EXERCISE GOAL: Return the data below in full, matching every line exactly.

INFORMATION SUPPLIED:
PR #7462, opened 2026-05-30
refactor(server): simplify DbSlice::ExpireParams

### LINKED ISSUE #3634: refactor DbSlice::ExpireParams
we have several fields in DbSlice::ExpireParams:
    int64_t value = INT64_MIN;  // undefined
    TimeUnit unit = TimeUnit::SEC;
    bool absolute = false;

All these fields can be exchanged with one int64_t ms_timestamp, that will be created in the constructor or method.

archief2910:
### Description
This PR simplifies `DbSlice::ExpireParams` by replacing three tightly-coupled fields (`value`, `unit`, `absolute`) with a single `int64_t ms_timestamp` that is always in milliseconds.

**Changes:**
* Removed `value`, `unit`, and `absolute` fields from `ExpireParams`.
* Added a single `ms_timestamp` field (always in milliseconds).
* Added factory methods (`Relative()`, `Absolute()`, `Persist()`) to enforce correct construction and handle unit conversions safely at the caller boundary.
* Added overflow checks to the factory methods, which properly screens out invalid huge expiration values, fixing bugs where huge `EX` values would bypass validation and wrap around or overflow.

Fixes #3634


src/server/db_slice.cc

WRITTEN RESPONSE:
PR #7462, opened 2026-05-30
refactor(server): simplify DbSlice::ExpireParams

### LINKED ISSUE #3634: refactor DbSlice::ExpireParams
we have several fields in DbSlice::ExpireParams:
    int64_t value = INT64_MIN;  // undefined
    TimeUnit unit = TimeUnit::SEC;
    bool absolute = false;

All these fields can be exchanged with one int64_t ms_timestamp, that will be created in the constructor or method.

archief2910:
### Description
This PR simplifies `DbSlice::ExpireParams` by replacing three tightly-coupled fields (`value`, `unit`, `absolute`) with a single `int64_t ms_timestamp` that is always in milliseconds.

**Changes:**
* Removed `value`, `unit`, and `absolute` fields from `ExpireParams`.
* Added a single `ms_timestamp` field (always in milliseconds).
* Added factory methods (`Relative()`, `Absolute()`, `Persist()`) to enforce correct construction and handle unit conversions safely at the caller boundary.
* Added overflow checks to the factory methods, which properly screens out invalid huge expiration values, fixing bugs where huge `EX` values would bypass validation and wrap around or overflow.

Fixes #3634


src/server/db_slice.cc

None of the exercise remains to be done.